Each callable can either be argument-less or can define either or both of

* `shared` - a position (first) argument; a dict passed during execution - any
  changes to it will propage (`.update()`) to all "child" callables (their
  `shared` dicts); "child" as in "any other callables that require something the
  current callable provides"

  * if using `ProcessWorkerPool`, this needs to be picklable

* `**kwargs` - user-provided dict from the callable's annotated metadata,
  passed by the scheduler as keyword arguments

  * as it is passed by reference, it does not need to be picklable

The callable can also return any value, however this value needs to be picklable
if using `ProcessWorkerPool`.

The returned result to the user program is one tuple per one executed callable,
with the tuple consisting of:

* [0]: the callable object that finished executing
* [1]: its shared state (the `shared` arg) when it finished execution, or `None`
  if it aborted prematurely with an exeception
* [2]: the return value of the callable or `None` in case of exception
* [3]: `sys.exc_info()` if the callable encountered an exception, or `None` on
  success; note that some of the fields may be `None` if they failed
  picklability checks and `ProcessWorkerPool` was used

### Scheduler Example

Until I write a better set of examples, take a look at `tests/`, particularly
`tests/test_sched.py`.

```python
#!/usr/bin/env python3

from pprint import pprint
from time import sleep
from pexen import attr, sched

def greet():
    return "Hello World!"

@attr.func_attr(provides=[1])
def get_password(shared):
    shared['pw'] = 123456
    sleep(1)

@attr.func_attr(provides=[2], kwargs={'account': 'john'})
def get_user(shared, *, account='Unknown'):
    shared['login'] = account
    sleep(1)

@attr.func_attr(requires=[1,2])
def format_msg(shared):
    msg = f"user: {shared['login']} with pw: {shared['pw']}"
    shared.clear()  # hide evidence
    return msg

tasks = [greet, get_password, get_user, format_msg]

# takes ~2 seconds, runs with 1 worker
print("===")
s = sched.Sched(tasks)
results = list(s.run())
pprint(results)

# takes ~1 second because get_password and get_user run in parallel
print("===")
s = sched.Sched(tasks)
results = list(s.run(workers=10))
pprint(results)

# uses multiprocessing instead of threading
# also shows how to iterate over results
# also makes the greeting go first (as it doesn't require anything)
print("===")
attr.assign_val(greet, priority=-1)
s = sched.Sched(tasks)
for res in s.run(pooltype=sched.ProcessWorkerPool):
    print(res)
```

## Limitations

Needs python 3.6+, mostly due to quality-of-life features.
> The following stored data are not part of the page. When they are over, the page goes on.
PR #9044, opened 2022-06-24
tidy-up: delete unused build configuration settings

vszakats:
Delete unused macros (most of them feature guards):

- `CURL_INCLUDES_SYS_UIO` [1]
- `HAVE_ALLOCA_H` [2]
- `HAVE_CRYPTO_CLEANUP_ALL_EX_DATA` (unused since de71e68000c8624ea13f90b136f8734dd0fb1bdc)
- `HAVE_DLFCN_H`
- `HAVE_DLOPEN`
- `HAVE_DOPRNT`
- `HAVE_FCNTL`
- `HAVE_GETHOSTBYNAME` [3]
- `HAVE_GETOPT_H`
- `HAVE_GETPASS`
- `HAVE_GETPROTOBYNAME`
- `HAVE_GETSERVBYNAME`
- `HAVE_IDN_FREE*`
- `HAVE_INET_ADDR`
- `HAVE_IOCTL`
- `HAVE_KRB4`
- `HAVE_KRB_GET_OUR_IP_FOR_REALM`
- `HAVE_KRB_H`
- `HAVE_LDAPSSL_H`
- `HAVE_LDAP_INIT_FD`
- `HAVE_LIBDL`
- `HAVE_LIBNSL`
- `HAVE_LIBRESOLV*`
- `HAVE_LIBUCB`
- `HAVE_LL`
- `HAVE_LOCALTIME_R`
- `HAVE_MALLOC_H`
- `HAVE_MEMCPY`
- `HAVE_MEMORY_H`
- `HAVE_NETINET_IF_ETHER_H`
- `HAVE_NI_WITHSCOPEID`
- `HAVE_OPENSSL_CRYPTO_H`
- `HAVE_OPENSSL_ERR_H`
- `HAVE_OPENSSL_PEM_H`
- `HAVE_OPENSSL_PKCS12_H`
- `HAVE_OPENSSL_RAND_H`
- `HAVE_OPENSSL_RSA_H`
- `HAVE_OPENSSL_SSL_H`
- `HAVE_OPENSSL_X509_H`
- `HAVE_PEM_H`
- `HAVE_POLL`
- `HAVE_RAND_SCREEN`
- `HAVE_RAND_STATUS`
- `HAVE_RECVFROM`
- `HAVE_SETSOCKOPT`
- `HAVE_SETVBUF`
- `HAVE_SIZEOF_LONG_DOUBLE`
- `HAVE_SOCKIO_H`
- `HAVE_SOCK_OPTS`
- `HAVE_STDIO_H`
- `HAVE_STRCASESTR`
- `HAVE_STRFTIME`
- `HAVE_STRLCAT`
- `HAVE_STRNCMPI`
- `HAVE_STRNICMP`
- `HAVE_STRSTR`
- `HAVE_STRUCT_IN6_ADDR`
- `HAVE_TLD_H`
- `HAVE_TLD_STRERROR`
- `HAVE_UNAME`
- `HAVE_USLEEP`
- `HAVE_WINBER_H`
- `HAVE_WRITEV`
- `HAVE_X509_H`
- `LT_OBJDIR`
- `NEED_BASENAME_PROTO`
- `NOT_NEED_LIBNSL`
- `OPENSSL_NO_KRB5`
- `RECVFROM_TYPE*`
- `SIZEOF_LONG_DOUBLE`
- `STRERROR_R_TYPE_ARG3`
- `USE_YASSLEMUL`
- `_USRDLL` (from CMake) [4]

[1] Maybe some related parts in `m4/curl-functions.m4` and
    `configure.ac` could also be deleted?

[2] Maybe the related comment can also be deleted in
    `packages/vms/generate_config_vms_h_curl.com`

[3] There are more instances of this in autotools, but I did not dare to
    touch those. Looked like it is used to detect socket support.

[4] This is necessary for MFC (Microsoft Foundation Class) DLLs to
    force linking MFC components statically to the DLL. `libcurl.dll`
    does not use MFC, so this define can be deleted.
    Ref: https://docs.microsoft.com/cpp/build/regular-dlls-statically-linked-to-mfc

Closes #xxxx


bagder:
How did you find these? Can we create a script or test or something for this?

vszakats:
@bagder It was a byproduct of an effort in syncing autotools-cmake-Makefile.m32 builds to produce the exact same binaries [^1]. I dumped command-line `-D` + `curl-config.h` / `config-win32.h` options for all three into a sorted list and started comparing. Then I `git grep` for those that were only used by _some_ of the build tools.

Some unused settings are still being generated by `autotools`, e.g. most `HAVE_OPENSSL_*_H` settings, as the strings seem generated and not visible as-is, by `grep`.

It's probably possible to automate this to some extent: The source for most of these settings is `lib/curl_config.h.cmake`, `lib/curl_config.h.in` and `lib/config-*.h`. So parsing them and then looking the results up in the source tree can work.

[^1]: This was a [success](https://github.com/curl/curl-for-win/commit/99f89b27a9cc440e6373ad2a9cb71217e91f20f7) for the generated `.o` files which are now all identical. Besides the `OS` string, which is different for each build tool, so I synced those with patches for these tests.

vszakats:
Here's a rough attempt to automate it:
```shell
#!/bin/sh

autoheader configure.ac  # generate lib/curl_config.h.in

{
  grep -o -E -h '#define +[A-Z][A-Z0-9_]{3,}' lib/config-*.h | sed -E 's|#define +||g'
  grep -o -E '#cmakedefine +[A-Z][A-Z0-9_]{3,}' lib/curl_config.h.cmake | sed -E 's|#cmakedefine +||g'
  grep -o -E '#undef +[A-Z][A-Z0-9_]{3,}' lib/curl_config.h.in | sed -E 's|#undef +||g'
} | sort -u | while read -r def; do
  c="$(git grep "${def}" | grep -v -E -c '(/libcurl.tmpl|^lib/config-|^lib/curl_config.h.cmake|^CMakeLists.txt|^CMake/Platforms/WindowsCache.cmake)')"
  if [ "${c}" = '0' ]; then
    echo "unused: ${def}"
  fi
done
```

jay:
I think the HAVE_ ones at least should be ok. OPENSSL_NO_KRB5 is only defined by config-dos but I'm not sure why as I'd expect it to be defined by opensslconf.h.

bagder:
> OPENSSL_NO_KRB5 is only defined by config-dos but I'm not sure why

Yeah, that feels like an overstep. We should leave openssl to define those things.

vszakats:
Rebased onto master.

vszakats:
@bagder: At this point this is committable. The few FIXMEs are rather questions, that's beyond my insight to touch. Do you think I shall continue with this?

bagder (approved):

Functionally,
it could be ported to python 2.7 as it currently uses only basic `threading`
and `multiprocessing` features (eg. no `futures`), at the expense of code
readability.

## Wishlist

* Scheduling groups of exclusivity
  * Pass groups of callables instead of just callables to the scheduler
  * Have only one group running at a time
    * As it finishes, destroy the worker pool, create a new one for the
      new group
  * Allows to specify nr. of workers/spare and pool type (thread/mp) used
    on a per group basis!
  * Useful when a set of tasks is very different from the rest, ie. testing
    virtual machines (5 workers) versus testing syscalls (100 workers), and one
    global setting cannot cover both.
  * Also useful to logically split mutually exclusive things that need
    uninterrupted / unconditional access to the OS without defining "claims"
    to lots of tests.
  * Also useful for tasks that should logically run "together", possibly
    needing sequential execution due to formal requirements.

* Conditional provides
  * Don't fulfill requires of dependent tasks if the current task (callable)
    fails
    * Fails = tracebacks? Returns a specific value? Returns anything other than
      a specific value?
    * Have an attr with a comparison callable to determine failure?